Das habe ich auch schon gemacht


----------



## LockeTirol (13. Oktober 2015)

So, wie bereits angekündigt, wird es ja auch eine leichte Starrgabel für das 24er Bike geben. Natürlich nicht aus Alu oder Stahl - nein, aus Carbon 

Unser Muster hier wiegt gerade mal 500g - mit ungekürztem Schaft


----------



## Y_G (13. Oktober 2015)

kostet? will eine haben


----------



## LockeTirol (13. Oktober 2015)

Die is geil, ne 

Details später...


----------



## mistercamo74 (14. Oktober 2015)

ja das Teil ist echt sooooo lecker......und auch schon vorgeordert 

Ich weiß eigentlich garnicht mehr , wer sich mehr auf das Bike freut .... mein Sohn oder ich
Naja dem 24er sub8 sollte jetzt nichts mehr im Wege stehen. Bilder werde ich dann mal hier einstellen.


----------



## MTB-News.de




----------



## LockeTirol (14. Oktober 2015)

Das freut mich und macht mich sehr stolz. Hoffe das wir das beste 24er und 26er Serien Kinderbike am Markt damit haben!


----------



## Y_G (14. Oktober 2015)

würde echt gerne wissen was die dann kosten soll, dann wären wir deutlich sub7


----------



## LockeTirol (14. Oktober 2015)

Frag Sören wegen dem Preis bitte


----------



## storck-riesen (14. Oktober 2015)

Die armen Kids, müssen ungefedert über die Trails hoppeln damit Papa sein Sub 7 oder Sub 8 schafft. 
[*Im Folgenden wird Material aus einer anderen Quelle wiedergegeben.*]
PR #1090, opened 2020-04-15
Add tooling to help make data informed decisions 

scottrobel:
this is a rake task I wrote to tell the average duration it takes to finish any given lesson. I hope this data will be used to improve the curriculum.
You can now see if a lesson is taking longer than it should.
by running 
`bundle exec rake user_data:print_completion_data`
you will see something like this: 
rake_results
If this works as intended I might try and make a page to visualize this data.


scottrobel:
If this works as intended I might try and make a page to visualize this data.

I3uckwheat:
@scottrobel Are you telling me that people only take 50 seconds to finish webdev101?

codyloyd:
@scottrobel can you provide a little more detail on what data you're grabbing and comparing here? I'm looking through the code and what I _think_ you're doing is interesting.. but it's been a long time since I wrote any Ruby so I'm not completely sure lol.

app/services/lesson_completion_data.rb
```diff
@@ -0,0 +1,72 @@
...
+        completion_durations[next_lesson] = ActiveSupport::Duration.build(average_duration_to_finish_next_lesson)
+        current_lesson_avg_completion_time = next_lesson_avg_completion_time
+        current_lesson = next_lesson
+      end
+    end
+    completion_durations
+  end
+
+  def lesson_completions_count
+    lesson_completions_count ||= LessonCompletion.group(:lesson_id).count
```
CouchofTomato, line 60: What is supposed to be happening here?

scottrobel:
> @scottrobel Are you telling me that people only take 50 seconds to finish webdev101?
Yes I don't have production data

scottrobel:
> can you provide a little more detail on what data you're grabbing and comparing here?

Sure thing. So This Calculates the average time between a user marking one lesson as complete and a user marking the next as complete. I can find this data from the "created_at" column of the lesson_completions table.
So this became the problem (How can I find the overall average distance between two sets of data(one lessons lesson_completions.created_at and the next lessons lesson_completions.created_at)). I found the most efficient way to find this data is to find the overall averages of both sets and find the distance between the two overall averages.
` LessonCompletion.all.group(:lesson_id).average('extract(epoch from created_at)')`
This code finds the average datetime every lesson was completed in epoch format.
To find the average time a lesson takes to complete
1. Need to find the average completion date the lesson before
2 You need to find the average completion date of the lesson you are calculating.
3.Need to find the difference between these two numbers
the method 
`known_completion_durations` takes the average completion date and finds the duration of each lesson (untill there are no lesson_completions for the next lessons(hence the name known))
Ask more questions if you don't full understand. I will be happy to answer.

app/services/lesson_completion_data.rb
scottrobel: > What is supposed to be happening here?
This is a method I added in to show the number of lesson_completions for each lesson.
it will output a hash like {43 => 213}(43 being the lesson_id)(231 being the amount of people who finished the lesson)
the ||= is there so it doesn't run the query twice.

scottrobel: > can you provide a little more detail on what data you're grabbing and comparing here?

Sure thing. So This Calculates the average time between a user marking one lesson as complete and a user marking the next as complete. I can find this data from the "created_at" column of the lesson_completions table.
So this became the problem (How can I find the overall average distance between two sets of data(lesson_one.lesson_completions.created_at and the next_lessons lesson_completions.created_at)). I found the most efficient way to find this data is to find the overall averages of both sets and find the distance between the two overall averages.
` LessonCompletion.all.group(:lesson_id).average('extract(epoch from created_at)')`
This code finds the average datetime every lesson was completed in epoch format.
To find the average time a lesson takes to complete
1. Need to find the average completion DateTime of the lesson before
2. You need to find the average completion DateTime of the lesson you are calculating.
3. Need to find the difference between these two numbers
the method 
`known_completion_durations` takes the average completion date and finds the duration of each lesson (untill there are no lesson_completions for the next lessons(hence the name known))
Ask more questions if you don't full understand. I will be happy to answer.

scottrobel: user_data
Here is a screenshot showing the output with the new data

CouchofTomato: > 
> 
> > What is supposed to be happening here?
> 
> This is a method I added in to show the number of lesson_completions for each lesson.
> it will output a hash like {43 => 213}(43 being the lesson_id)(231 being the amount of people who finished the lesson)
> the ||= is there so it doesn't run the query twice.

Why do you need the local variable?

scottrobel:
rake_results_weight
Added weight

.ruby-version
```diff
@@ -1 +1 @@
-2.6
+2.6.0
```
mindovermiles262, line 1: Please be sure to change this back

scottrobel:
Kevin requested I calculate the lesson durations like this. 

> Pass a date range into the rake task. for each course order the lessons and group each lesson pair, a lesson, and the one that comes afterward. Loop through the lesson pairs. Find all the users who have a lesson completion for the first lesson in the pair within the date range. If they haven’t completed the next lesson don’t do anything. Otherwise, if they completed the next lesson calculate the duration and store it against the lesson. finally average the durations

Most of the work is done in the database.
```
  def all_lesson_durations(lesson_id, last_lesson_id)
    durations =\
    @lesson_completions\
    .where(lesson_id: [lesson_id, last_lesson_id])\
    .group('lesson_completions.student_id')\
    .having("count(lesson_completions) = 2")\
    .pluck("max(extract(epoch from created_at)) - min(extract(epoch from created_at))")
  end
```

scottrobel:
@KevinMulhern Changes have been made.

scottrobel:
2 Major changes I just made on Kevin's request.
1. Omit all data but the average Lesson Duration
2. output everything to the logs instead of the console

scottrobel:
lesson_logs1
Here is what the logs look like after running the command.

PR #1250, opened 2020-07-23
Better cache and remove DB dependency on docker build

inductor:
- `MAINTAINER` is deprecated. Ref. https://docs.docker.com/engine/reference/builder/#maintainer-deprecated 
- `ADD` is anti-pattern and should be `COPY` unless there's any specific reason. Ref. https://docs.docker.com/develop/develop-images/dockerfile_best-practices/#add-or-copy
- Having DB dependency in docker build is not "portable", which is what Docker should bring us

I also can add `docker-compose` for PostgreSQL not just for those who want to use Docker for this Rails app, but also who don't want to prepare DB on their local environment.

### DIFF
--- a/Dockerfile
+++ b/Dockerfile
@@ -5,21 +5,20 @@
 #
 
 FROM ruby:2.6-buster
-MAINTAINER Andy Duss <mindovermiles262@gmail.com>
+LABEL maintainer="Andy Duss <mindovermiles262@gmail.com>"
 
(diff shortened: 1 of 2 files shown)


CouchofTomato:
@mindovermiles262 Can you review this please.

mindovermiles262:
Sorry this took so long to review. Looks good! Thank you!

mindovermiles262 (approved):

PR #1295, opened 2020-08-25
Refactor and add context to project submission component

RobPando:
First, great job 🎉  I honestly think this was a great implementation and code. I only did minor refactoring and added the context to share some data that not all components needed.

To the context I added `userId`, `lesson` and `course` since these won't change unless user navigates to another lesson or course in which case a new component will be rendered anyways. The only data that was really being passed down multiple places without the need to, was `userId` but I included` lesson` and `course as well, it is redundant right now but it also doesn't cause any harm.

I tested this to the best of my knowledge, but it would be best to test this further as you have deeper knowledge of how exactly it is suppose to work and maybe I missed some crucial parts.

**Additionally:** besides the refactoring, I did catch 2 crucial things, one was that current user was able to flag their own project it seems silly but I hid that action, and the most important one is that all submissions were being shown so I added a scope to only show publicly enabled submissions.

Let me know what you think and if you have any questions whatsoever.

### DIFF
--- a/app/controllers/lessons_controller.rb
+++ b/app/controllers/lessons_controller.rb
@@ -18,7 +18,7 @@ class LessonsController < ApplicationController
   end
 
   def project_submissions
-   (current_users_submission + lesson.project_submissions.with_no_active_flags.limit(10)).uniq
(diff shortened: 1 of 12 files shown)


KevinMulhern (approved):
Looks great @RobPando 🌮 💪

@ Locke Tirol: Bei deinen ganzen Projekten habe ich irgendwie den Überblick verloren. Ist der 26" Carbonrahmen und die 24" Gabel auch ein Gemeinschaftsprojekt von dir und Sören?


----------



## LockeTirol (14. Oktober 2015)

Das ist alles gemeinsam. Alle Rahmen, bikes, Gabeln und Teile gibts dann bei VPACE


----------



## storck-riesen (14. Oktober 2015)

Dann muss Sören auch noch ein 27,5" Rahmen auf die Beine stellen, damit meine anstehende Kaufentscheidung endlich ein Ende hat.


----------



## MTB-News.de




----------



## LockeTirol (14. Oktober 2015)

Auf dieses unsägliche Maß wollten wir bei Kinderbikes zu Gunsten von 26" verzichten


----------



## storck-riesen (14. Oktober 2015)

Meine Aussage war nicht auf Kidsbikes bezogen, sondern auf Erwachsenen Bikes ( mit "meine anstehende ..." meinte ich mich zur Abwechslung mal selbst). Die Kid's sind ja erstmal versorgt (24" ist seit letztem Jahr im Einsatz und 26" Zoll ist fast fertig).


----------



## Y_G (14. Oktober 2015)

storck-riesen schrieb:


> Die armen Kids, müssen ungefedert über die Trails hoppeln damit Papa sein Sub 7 oder Sub 8 schafft.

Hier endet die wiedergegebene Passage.